[Saved data entries]

<<<<

PR #378, opened 2023-04-08
7.5.3 Patch

UTDZac:
Summary of changes:
- Better error handling to prevent rare Tracker crashes
- Cleaner UI for screens that use headers
- Fixed a rare extension startup bug

While this is an extremely small patch, it's basically just that: a patch. I'm wanting to get the error handling stuff pushed live before any larger update, like an 8.0.0 version, to make sure it works okay and doesn't confuse users. I also wanted to show off the new header changes. Finally, these needs to be compatible with the new auto-randomized rom patch that Krizz is working on.

### DIFF
--- a/.gitignore
+++ b/.gitignore
@@ -10,7 +10,7 @@ quickload/*.rnqs
 extensions/*
 !extensions/How to use.txt
 !extensions/CodeExtensionTemplate.lua.txt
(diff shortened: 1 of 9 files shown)


Fellshadow (approved):
Seems good to me 👍

PR #379, opened 2023-04-21
Adding Japanese game support

### LINKED ISSUE #62: Support for non-English Pokémon versions

UTDZac:
This adds compatibility support to allow the Tracker to play Japanese FireRed ROMs, similar to how it can play other non-English games. This is only now possible because of the support for Japanese character rendering in Bizhawk 2.9. As for mGBA, it technically displays these text characters fine, but the formatting is still messy because there is no way to properly determine the length of a UTF16 string in this context.

The translations were imported from this [Github repo](https://github.com/roytam1/rtoss/tree/master/PokemonHackSourceCode/PokemonMemHack).

I had to do some hacking in `GameSettings` to allow for Japanese ROM addresses, mostly cause EWRAM and IWRAM were different. I want to say that 99% of the addresses are correct, but it's possible some of them may not work.

image


UTDZac:
Forgot to note, the changes to `Battle.lua` were mostly to account for `nil` addresses or undefined ability addresses.

ironmon_tracker/GameSettings.lua
```diff
@@ -401,6 +411,10 @@ function GameSettings.setGameVersion(gameversion)
 				versionName = "Pokemon Feuerrote",
 				versionIndex = 6,
 			},
+			[0x00630000] = { -- Japanese
+				versionName = "Pokemon FireRed J",
+				versionIndex = 7,
+			},
```
Fellshadow, line 417: Could be worth mentioning the `v1.0` here? (either directly in `versionName` or as a comment, just so the note is there for anyone else who looks at this)

Fellshadow (approved):
Seems fine enough to me, hopefully addresses work fine 👀

ironmon_tracker/GameSettings.lua
UTDZac: Part of why i left this out is my lack of research to know what rom i was using and what roms are possible. I *think* the rom im using is 1.0. and I *think* its the only one that exist. but im not entirely sure. I dont have a different version that i found that i could test.

Fellshadow: hm yeah, that's fair i suppose

PR #6557, opened 2024-12-18
Add SmmCpuPlatformHookLib IsCpuSyncAlwaysNeeded interface

sweeaun:
# Description
Determines whether all CPUs sync is needed.

This function determine if all CPUs needed to be synced unconditional during the 1st APs sync.

By default, it returns FALSE which indicates not all CPUs needed to be synced. In case of all CPUs
needed to be synced, platform specific implementation can return TRUE.

## How This Was Tested

No test except compile the code successfully as new interface not being used by other code now. Test can be done once it called by other code later.

### DIFF
--- a/OvmfPkg/Library/SmmCpuPlatformHookLibQemu/SmmCpuPlatformHookLibQemu.c
+++ b/OvmfPkg/Library/SmmCpuPlatformHookLibQemu/SmmCpuPlatformHookLibQemu.c
@@ -131,3 +131,26 @@ SmmCpuPlatformHookBeforeMmiHandler (
 {
   return EFI_UNSUPPORTED;
 }
+
+/**
+  This function determines whether the first CPU Synchronization should be executed unconditionally
+  when a SMI occurs.
+
+  If the function returns true, it indicates that there is no need to check the system configuration
+  and status, and the first CPU Synchronization should be executed unconditionally.
+
+  If the function returns false, it indicates that the first CPU Synchronization is not executed
+  unconditionally, and the decision to synchronize should be based on the system configuration and status.
+
+  @retval TRUE   The first CPU Synchronization is executed unconditionally.
+  @retval FALSE  The first CPU Synchronization is not executed unconditionally.
+
+**/
+BOOLEAN
+EFIAPI
+IsCpuSyncAlwaysNeeded (
+  VOID
+  )
+{
+  return FALSE;
+}
--- a/UefiCpuPkg/Include/Library/SmmCpuPlatformHookLib.h
+++ b/UefiCpuPkg/Include/Library/SmmCpuPlatformHookLib.h
@@ -115,4 +115,24 @@ SmmCpuPlatformHookBeforeMmiHandler (
   VOID
   );
 
+/**
+  This function determines whether the first CPU Synchronization should be executed unconditionally
+  when a SMI occurs.
+
+  If the function returns true, it indicates that there is no need to check the system configuration
+  and status, and the first CPU Synchronization should be executed unconditionally.
+
+  If the function returns false, it indicates that the first CPU Synchronization is not executed
+  unconditionally, and the decision to synchronize should be based on the system configuration and status.
+
+  @retval TRUE   The first CPU Synchronization is executed unconditionally.
+  @retval FALSE  The first CPU Synchronization is not executed unconditionally.
+
+**/
+BOOLEAN
+EFIAPI
+IsCpuSyncAlwaysNeeded (
+  VOID
+  );
+
 #endif
--- a/UefiCpuPkg/Library/SmmCpuPlatformHookLibNull/SmmCpuPlatformHookLibNull.c
+++ b/UefiCpuPkg/Library/SmmCpuPlatformHookLibNull/SmmCpuPlatformHookLibNull.c
@@ -118,3 +118,26 @@ SmmCpuPlatformHookBeforeMmiHandler (
 {
   return EFI_UNSUPPORTED;
 }
+
+/**
+  This function determines whether the first CPU Synchronization should be executed unconditionally
+  when a SMI occurs.
+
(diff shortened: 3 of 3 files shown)


OvmfPkg/Library/SmmCpuPlatformHookLibQemu/SmmCpuPlatformHookLibQemu.c
```diff
@@ -131,3 +131,24 @@ SmmCpuPlatformHookBeforeMmiHandler (
...
+  if a platform would like to skip LMCE status check due to any reason, platform can
+  skip LMCE status check by return FALSE.
+
+  @retval TRUE     Platform LMCE status check is needed.
+  @retval FALSE    Platform LMCE status check is skipped.
+
+**/
+BOOLEAN
+EFIAPI
+IsPlatformLmceStatusCheck (
```
jiaxinwu, line 149: /**
  Determines if the LMCE status check is needed.

  This function checks whether the LMCE status check is required.
  By default, it returns TRUE, indicating that the LMCE status check
  should be performed. However, if the check should be skipped for
  any reason, it can return FALSE.

  @retval TRUE     LMCE status check is needed.
  @retval FALSE    LMCE status check is skipped.
**/
BOOLEAN
EFIAPI
IsLmceStatusCheckNeeded (
  VOID
  )

jiaxinwu:
please also refine the commit message according the new name: IsLmceStatusCheckNeeded

jiaxinwu:
use 2 commits in 1 PR for those 2 different packages changes

UefiCpuPkg/Include/Library/SmmCpuPlatformHookLib.h
```diff
@@ -115,4 +115,21 @@ SmmCpuPlatformHookBeforeMmiHandler (
...
+  if a platform would like to skip LMCE status check due to any reason, platform can
+  skip LMCE status check by return FALSE.
+
+  @retval TRUE     Platform LMCE status check is needed.
+  @retval FALSE    Platform LMCE status check is skipped.
+
+**/
+BOOLEAN
+EFIAPI
+IsPlatformLmceStatusCheck  (
```
jiaxinwu, line 132: /**
Determines if the LMCE status check is needed.

This function checks whether the LMCE status check is required.
By default, it returns TRUE, indicating that the LMCE status check
should be performed. However, if the check should be skipped for
any reason, it can return FALSE.

@RetVal TRUE LMCE status check is needed.
@RetVal FALSE LMCE status check is skipped.
**/
BOOLEAN
EFIAPI
IsLmceStatusCheckNeeded (
VOID
)

sweeaun: Updated the function name and comments

jiaxinwu (approved):

kraxel:
LMCE expands to "Local Machine Check Exception" I assume?

The commit messages describes what is changed, but not why this change is needed.  Can you please add that information?

sweeaun:
> LMCE expands to "Local Machine Check Exception" I assume?
> 
> The commit messages describes what is changed, but not why this change is needed. Can you please add that information?

Hi @kraxel,
Yup. LMCE here stands for Local Machine Check Exception.

This new interface will be consumed by UefiCpuPkg/PiSmmCpuDxeSmm/MpService.c SmmWaitForApArrival() later. However, the consumer part PR will be submitted later to avoid immediate downstream build error. This PR allow downstream to implement platform specific implementation, thus the transition will be smoother when downstream received the consumer part PR later.
I shall add this info into the commit message. Let me know if you have any more questions. Thanks.

kraxel (approved):

jiaxinwu (approved):

jiaxinwu (approved):

jiaxinwu (approved):

sweeaun:
Based on input from @niruiyu, renamed the interface to IsCpuSyncAlwaysNeeded which is more relevant and generic to the code consumer in MP service later.

UefiCpuPkg/Include/Library/SmmCpuPlatformHookLib.h
```diff
@@ -115,4 +115,22 @@ SmmCpuPlatformHookBeforeMmiHandler (
...
+  By default, it returns FALSE which indicates not all CPUs needed to be synced. In case of all CPUs
+  needed to be synced, platform specific implementation can return TRUE.
+
+  @retval TRUE   All CPUs sync is needed.
+  @retval FALSE  Not all CPUs sync is needed.
+
+**/
+BOOLEAN
+EFIAPI
+IsCpuSyncAlwaysNeeded (
```
jiaxinwu, line 132: This function determines whether CPU Synchronization should be executed unconditionally when a SMI occurs. 

If the function returns true, it indicates that there is no need to check the system configuration and status, and CPU Synchronization should be executed unconditionally.

If the function returns false, it indicates that CPU Synchronization is not executed unconditionally, and the decision to synchronize should be based on the system configuration and status.

@retval TRUE   CPU Synchronization is executed unconditionally.
@retval FALSE  CPU Synchronization is not executed unconditionally.

jiaxinwu: The commit message log:

This patch adds the IsCpuSyncAlwaysNeeded interface to the SmmCpuPlatformHookLib. This interface will determine whether the first CPU Synchronization should be executed unconditionally when an SMI occurs.
If the function returns true, it indicates that there is no need to check the system configuration and status, and the first CPU Synchronization should be executed unconditionally.
If the function returns false, it indicates that the first CPU Synchronization is not executed unconditionally, and the decision to synchronize should be based on the system configuration and status.

sweeaun: Updated

niruiyu (approved):

PR #6559, opened 2024-12-19
MdePkg: UefiDevicePathLib: Fix missing the Display Only format of Media Device Path SubType Hard Drive.

huangyq13:
```
HD(Partition,Type,Signature,Start, Size)
HD(Partition,Type,Signature) (Display Only)
```

Reference: [UEFI Specification Version 2.1 (Errata D) (released October  2008)](https://uefi.org/sites/default/files/resources/UEFI_Spec_2_1.pdf)

### DIFF
--- a/MdePkg/Library/UefiDevicePathLib/DevicePathToText.c
+++ b/MdePkg/Library/UefiDevicePathLib/DevicePathToText.c
@@ -1882,7 +1882,7 @@ DevPathToTextHardDrive (
     case SIGNATURE_TYPE_MBR:
       UefiDevicePathLibCatPrint (
         Str,
-        L"HD(%d,%s,0x%08x,",
+        L"HD(%d,%s,0x%08x",
         Hd->PartitionNumber,
         L"MBR",
         *((UINT32 *)(&(Hd->Signature[0])))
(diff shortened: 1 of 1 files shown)


lgao4:
Please aslo update DevPathFromTextHD ()

huangyq13:
Hi lgao4,

There is no need for updating the `DevPathFromTextHD()` since the string produced by `DevPathToTextHardDrive(XXX, TRUE, XXX)` is used for **Display Only**.

Also, the logic of the `DevPathFromTextHD()` is similar to the `DevPathToTextCDROM()` in the current code.

It will definitely return an instance with wrong data if you call the `ConvertTextToDevicePath()` using a Display Only instance as parameter, because the **Display Only** instance lacks information.

Check the current code below.
```
DevPathFromTextCDROM (
   CHAR16 *TextDeviceNode
  )
{
  // ...
  StartStr              = GetNextParamStr (&TextDeviceNode); // This returns a pointer to the "\0", if the TextDeviceNode is Display Only.
  SizeStr               = GetNextParamStr (&TextDeviceNode); // This returns a pointer to the "\0", if the TextDeviceNode is Display Only.
  // ...
  Strtoi64 (StartStr, &CDROMDevPath->PartitionStart); // Get a random PartitionStart value, because Strtoi64 returns an uninitialized local variable.
  Strtoi64 (SizeStr, &CDROMDevPath->PartitionSize); // Get a random PartitionSize, because Strtoi64 returns an uninitialized local variable.

  return (EFI_DEVICE_PATH_PROTOCOL *) CDROMDevPath;
}



```

lgao4 (approved):

huangyq13:
Hi there,

Can we merge this PR? @lgao4 @LiuZhiguang001 @mdkinney

PR #6561, opened 2024-12-19
BaseTools: Clean up os.path.normcase and os.path.normpath usage

YangGangUEFI:
Refer to the docs of python, `os.path.normcase(path)` function: "Normalize the case of a pathname. On Windows, convert all characters in the pathname to lowercase, and also convert forward slashes to backward slashes. On other operating systems, return the path unchanged."

`os.path.normpath(path)` also convert forward slashes to backward slashes.

So call `os.path.normcase` after `os.path.normpath` just convert path to lowercase on Windows(only).

And Windows is case-insensitive but case-preserving.

So the usage of `os.path.normcase(os.path.normpath(path))` can be simplified to `os.path.normpath(path)`. Then we can use case-preserving paths rather than lowercase paths in compile_commands.json file or build log.

But this patch continue to use `os.path.normcase`
when comparing/searching paths.

# Description

- [ ] Breaking change?
  - Not Select this but file path in generated .fd binary has been changed(In Windows, lowercase to uppercase). Do not known if it's "breaking".
    image

- [ ] Impacts security?
  - N/A
- [ ] Includes tests?
  - N/A

## How This Was Tested

Compare build log.

Or use `-y report.txt -Y COMPILE_INFO` and compare workspace path string in report.txt or CompileInfo/compile_commands.json file.

e.g.

In build log output:

before: `WORKSPACE        = d:\opensource\edk2`

after: `WORKSPACE        = D:\OpenSource\edk2`

D:\OpenSource is matched with real charactor case in FileExplorer/CMD...

## Integration Instructions

N/A

### DIFF
--- a/BaseTools/Source/Python/Common/MultipleWorkspace.py
+++ b/BaseTools/Source/Python/Common/MultipleWorkspace.py
@@ -34,7 +34,7 @@ class MultipleWorkspace(object):
     #
     @classmethod
     def convertPackagePath(cls, Ws, Path):
-        if str(os.path.normcase (Path)).startswith(Ws):
+        if str(os.path.normcase (os.path.normpath(Path))).startswith(os.path.normcase(os.path.normpath(Ws))):
             return os.path.join(Ws, os.path.relpath(Path, Ws))
         return Path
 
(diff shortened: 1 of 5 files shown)


YangGangUEFI:
Not sure if this is acceptable. But please give some comments or discussion.🤝

lgao4:
I agree to keep original path instead of always lower string. So, I am OK for this change.

lgao4 (approved):

lgao4:
@YangGangUEFI , please rebase it by hand.

YangGangUEFI:
> @YangGangUEFI , please rebase it by hand.

Done. @lgao4

PR #6396, opened 2024-11-01
ArmPkg/GenericWatchdogDxe: Removed fixed PCDs

sureshkumarpMSFT:
Removed the "fixed" attribute for the PCD PcdGenericWatchdogEl2IntrNum.
 This enables platforms to modify it dynamically.

# Description

This change is made to enable the platform code to modify the PcdGenericWatchdogEl2IntrNum dynamically.

<_For each item, place an "x" in between `[` and `]` if true. Example: `[x]` (you can also check items in GitHub UI)_>

<_Create the PR as a Draft PR if it is only created to run CI checks._>

<_Delete lines in \<\> tags before creating the PR._>

- [ ] Breaking change?
  - **Breaking change** - Does this PR cause a break in build or boot behavior?
  - Examples: Does it add a new library class or move a module to a different repo.
- [ ] Impacts security?
  - **Security** - Does this PR have a direct security impact?
  - Examples: Crypto algorithm change or buffer overflow fix.
- [ ] Includes tests?
  - **Tests** - Does this PR include any explicit test code?
  - Examples: Unit tests or integration tests.

## How This Was Tested

Verified the build with this change

## Integration Instructions

N/A

PR #6562, opened 2024-12-19
ArmPkg: Update Generic Watchdog PCD Type

ashishsingha:
# Description
Do not use the PCDs as only fixed when there is an option to use them as dynamic that can be set per SKU.

- [ ] Breaking change?
- [ ] Impacts security?
- [ ] Includes tests?

## How This Was Tested

SOCs with different addresses and INTR numbers governed via SKU were booted with this change.

## Integration Instructions

N/A

### DIFF
--- a/ArmPkg/Drivers/GenericWatchdogDxe/GenericWatchdog.h
+++ b/ArmPkg/Drivers/GenericWatchdogDxe/GenericWatchdog.h
@@ -14,15 +14,15 @@
 #define GENERIC_WATCHDOG_H_
 
 // Refresh Frame:
-#define GENERIC_WDOG_REFRESH_REG  ((UINTN)FixedPcdGet64 (PcdGenericWatchdogRefreshBase) + 0x000)
+#define GENERIC_WDOG_REFRESH_REG  ((UINTN)PcdGet64 (PcdGenericWatchdogRefreshBase) + 0x000)
 
 // Control Frame:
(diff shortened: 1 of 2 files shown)


ashishsingha:
@leiflindholm @ardbiesheuvel @samimujawar This PR can also act as a superset on top of the pending PR https://github.com/tianocore/edk2/pull/6396. Please let me know if you have any concerns.

samimujawar (approved):
@ashishsingha this patch looks good to me. 

I would be curious to know how you intend to use the PCDs as dynamic PCDs. Is there a library/module that will initialise the PCDs?

ashishsingha:
@samimujawar, the DSC file can have SKUs defined, and then you can have Dynamic and HII PCDs per SKU. Very early during boot, the SKU can be set, and PCDs for that SKU will be returned upon query. I see you have approved the change. Can you please see what is needed next to get it merged?

samimujawar:
@ashishsingha thanks for the explanation. 
I will wait for other maintainers to respond as well.

leiflindholm:
> @ashishsingha thanks for the explanation. I will wait for other maintainers to respond as well.

I'm all for it.
Ultimately, I would prefer a higher-level standardised discovery interface across all vendors rather than the platform-specific SKU swizzling, but both require this to move to non-fixed.

leiflindholm (approved):

ashishsingha:
Thanks @leiflindholm. Who should I be requesting to merge the change now that we’ve received 2 approvals?

PR #8637, opened 2024-12-20
Update pipeline filenames

makubacki:
# Description

Details about a particular pipeline change over time - such as the specific Linux distro or toolchain version. At the same time, the pipeline files are directly referenced in Azure Pipelines to run the pipeline and few users have access to change those details.

To make the files less likely to refer to outdated information over time and reduce the need for an Azure Pipeline administrator to get involved, the files are updated to drop specific details apart from the host OS environment used in the pipeline.

- [ ] Breaking change?
- [ ] Impacts security?
- [ ] Includes tests?

## How This Was Tested

Azure pipelines

## Integration Instructions

- N/A


Javagedes (approved):

makubacki:
@mdkinney, I can do the work needed in Azure Pipelines, but do you have a preference?

1. Update the existing pipelines to the new filename?
2. Create new pipelines for the new files and deprecate the old pipelines?

(2) is more work but can make the transition cleaner by keeping the previously named status checks associated with the pipelines as they were when those checks were run. In either case, the pipelines moving forward will use new (more accurate) names that will be reflected in the GitHub status checks.

mdkinney:
If we want to add CLANG support to Windows and Linux builds, would that be added in these file.  The tool chain name was removed.  Should we keep the tool chain family in the file names?

mdkinney:
> @mdkinney, I can do the work needed in Azure Pipelines, but do you have a preference?
> 
> 1. Update the existing pipelines to the new filename?
> 2. Create new pipelines for the new files and deprecate the old pipelines?
> 
> (2) is more work but can make the transition cleaner by keeping the previously named status checks associated with the pipelines as they were when those checks were run. In either case, the pipelines moving forward will use new (more accurate) names that will be reflected in the GitHub status checks.

Changing the names of the status checks presented by Azure Pipelines will require a lot of coordination because those check names have to be configured in the GitHub branch protection rules.

makubacki:
> If we want to add CLANG support to Windows and Linux builds, would that be added in these file. The tool chain name was removed. Should we keep the tool chain family in the file names?

Technically, the Clang and non-Clang toolchain could run in parallel and have their individual jobs reported (like they are today from those generated in the matrix).

However, I was already considering including the toolchain name (i.e. `Windows-VS.yml`). In this case, I think that would clean up the reporting and artifacts in the pipeline.

makubacki:
> Changing the names of the status checks presented by Azure Pipelines will require a lot of coordination because those check names have to be configured in the GitHub branch protection rules.

Right now, the required status checks are tied to the toolchain:

image

As part of this transition, at a minimum, the pipeline names will change (either in the existing pipelines or in newly added pipelines). Once they are agnostic tool specific toolchains, they, like the filenames, won't be as brittle to change in the future.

>>>>

A single number is the answer: the count of lines above that include the string "Drivers".

2